Hydroxycut maker slims down 11-count lawsuit

on June 8, 2010 ·

Posted in Consumer Fraud - False Advertising,Mass Tort,Pharmaceutical Law,Procedural Matters

Last Thursday, Judge Barry Ted Moskowitz of the U.S. District Court for the Southern District of California granted Iovate Health Sciences USA Inc.’s motion to dismiss plaintiff Jessica Rogoff’s claims for intentional infliction of emotional distress, negligent infliction of emotional distress, and “fraud and concealment”, 3 of the 11 counts in her action against the maker of the popular fat-burning supplement Hydroxycut. Rogoff’s suit is one of 40 consolidated in multidistrict litigation against the makers of Hydroxycut, entitled In re Hydroxycut Marketing and Sales Practices Litigation. Her Complaint’s remaining 8 counts include design and manufacturing defect claims and breach of warranty claims.

Iovate argued that the emotional distress claims should be dismissed under the Twombly/Iqbal standard and that the fraud claim be dismissed under Federal Rule of Civil Procedure 9(b). Before examining the claims under these standards, Judge Moskowitz’s order noted “at the outset” that Rogoff’s Complaint “is seriously lacking in factual allegations”, and that as noted by the U.S. Supreme Court in Iqbal, “[a] formulaic recitation of the elements of a cause of action is not sufficient to meet federal pleading standards.” In examining the emotional distress claims, the court found that Rogoff had failed to plead “one of the most basic elements,” that being actual emotional distress. Moreover, Rogoff failed to plead the “necessary element of causation” for her intentional infliction of emotional distress claim and the “essential element” of duty for her negligent infliction of emotional distress claim.

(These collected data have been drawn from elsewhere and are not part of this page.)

PR #4735, opened 2025-11-14
Fix silence import: also wait for the error collection goroutine to finish

ultrotter:
As noticed by George Robinson the error collection goroutine in silence
import is also not waited for, so we may get an incorrect count when we
exit. This adds a done channel for that goroutine, and checks that the
error count is correct with a new test.

Signed-off-by: Guido Trotter <guido@hudson-trading.com>

### DIFF
--- a/cli/silence_import.go
+++ b/cli/silence_import.go
@@ -102,18 +102,16 @@ func (c *silenceImportCmd) bulkImport(ctx context.Context, _ *kingpin.ParseConte
 	errDone := make(chan struct{})
 
 	var wg sync.WaitGroup
-	cleanupDone := false
+	var once sync.Once
 
 	closeChannels := func() {
-		if cleanupDone {
-			return
-		}
-		close(silencec)
-		wg.Wait()
-		close(errc)
-		<-errDone
-		close(errDone)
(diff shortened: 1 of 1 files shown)


TheMeier:
Looks ok, but I said that with the previous one and now I'm unsure :D 

I was wondering if the cleanupDone could be done with https://pkg.go.dev/sync#Once

eg
```
	var once sync.Once
	closeChannels := func() {
		once.Do(func() {
			close(silencec)
			wg.Wait()
			close(errc)
			<-errDone
			close(errDone)
		})
	}
```

ultrotter:
> Looks ok, but I said that with the previous one and now I'm unsure :D
> 
> I was wondering if the cleanupDone could be done with https://pkg.go.dev/sync#Once
> 
> eg
> 
> ```
> 	var once sync.Once
> 	closeChannels := func() {
> 		once.Do(func() {
> 			close(silencec)
> 			wg.Wait()
> 			close(errc)
> 			<-errDone
> 			close(errDone)
> 		})
> 	}
> ```

Done, thanks for the suggestion!

siavashs (approved):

Lastly, Judge Moskowitz found that Rogoff’s “fraud by concealment” claim, which she attempted to plead under both the affirmative misrepresentation and fraudulent concealment theories of fraud, must be dismissed, regardless of theory. Under the affirmative misrepresentation theory, Rogoff failed to plead with specificity the alleged misrepresentations, specific advertisements, or specific labeling she relied upon; Judge Moskowitz noted that her “vague allegations of ‘television and/or radio advertisements’” as influencing her decision to purchase Hydroxycut “will not suffice” under Rule 9(b). Under the fraudulent concealment theory, on the other hand, which the court noted was “a closer call,” Rogoff’s allegations were conclusory and thus not as particularized and specifically factual as the theory demands.

This decision marks a win for Hydroxycut’s maker after many months of scrutiny by both the courts and government agencies. In early 2009, the FDA began receiving reports that Hydroxycut leads to jaundice and severe liver damage, and after being pressured by the government, Iovate voluntarily recalled 14 Hydroxycut diet supplements in both pill and liquid form. On May 1, 2009, the FDA issued a press release about the recall, warning dieters to stop using the supplements. This mass recall caused many media outlets to discuss the effectiveness of diet supplements and the possible health complications they may spur.